# Spouse Visa



## jas_mirage (Sep 2, 2011)

So I'v been offered a job in the UAE and the company's also giving a family visa. I just want to know the process of getting a visa for my spouse. I will be coming to Dxb in the beginning of next month, would be great if someone could give me some tips and what to carry and the process to expect when applying for my spouse's visa. Or does the company take care of that? Since they are providing family visa..


----------



## xxxxxxxxxxxxxxxxxStewartC (Mar 3, 2012)

If the company won't take care of this, I would think twice about working for the company. Really.


----------



## jas_mirage (Sep 2, 2011)

alrite.. so the company gets it done if they offer me a family visa. Is that right?

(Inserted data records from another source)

PR #4474, opened 2021-06-01
Fix samples not reloading if loaded too early

smoogipoo:
Fixes https://github.com/ppy/osu/issues/13266

If samples are loaded before `Bass.Init()`, `SampleLoad` fails with `Errors.Init`. In this case, and only this case, I want to reload the sample when a device is received afterwards.

I've added some safeguards in the hopes that it won't, but if the test fails intermittently then I can't see a good way to test this other than to ignore the test.


peppy (dismissed):

peppy:
Code itself looks fine, not sure about the test (see CI).

peppy (approved):

PR #4490, opened 2021-06-08
Avoid changing windows time period when focus changes

peppy:
In an attempt to figure out what is causing https://github.com/ppy/osu/issues/12702 we looked at all the operations we are performing on window active state change. This is the one that stood out the most.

Really haven't spoken to them about it. Guess I should be doing that now.


----------



## vantage (May 10, 2012)

yes, but you'll be responsible for supplying all the relevant supporting paperwork.
Attested birth & marriage certificates, several hundred passport photographs, 3 litres of blood and a full cavity examination 





(except the last two)


----------



## jas_mirage (Sep 2, 2011)

gee thanks vantage. and its good to know that there is no colonoscopy involved...


----------



## de Mexicaan (Apr 16, 2012)

Although my process is not completely finalized yet, I will try to give you some insight in the order of the process (presuming that your company will take care of the actual process):
1. Make sure you have attested birth certificate of you, and attested diploma. This is for your visa.
2. Make sure that you have an attested marriage certificate, and attested birth certificates of your children.
3. Make sure to have enough (at least 8) passport photos (white background!) of each family member.
4. Upon arrival, your company has delivered your entry visa at the visa desk before immigration.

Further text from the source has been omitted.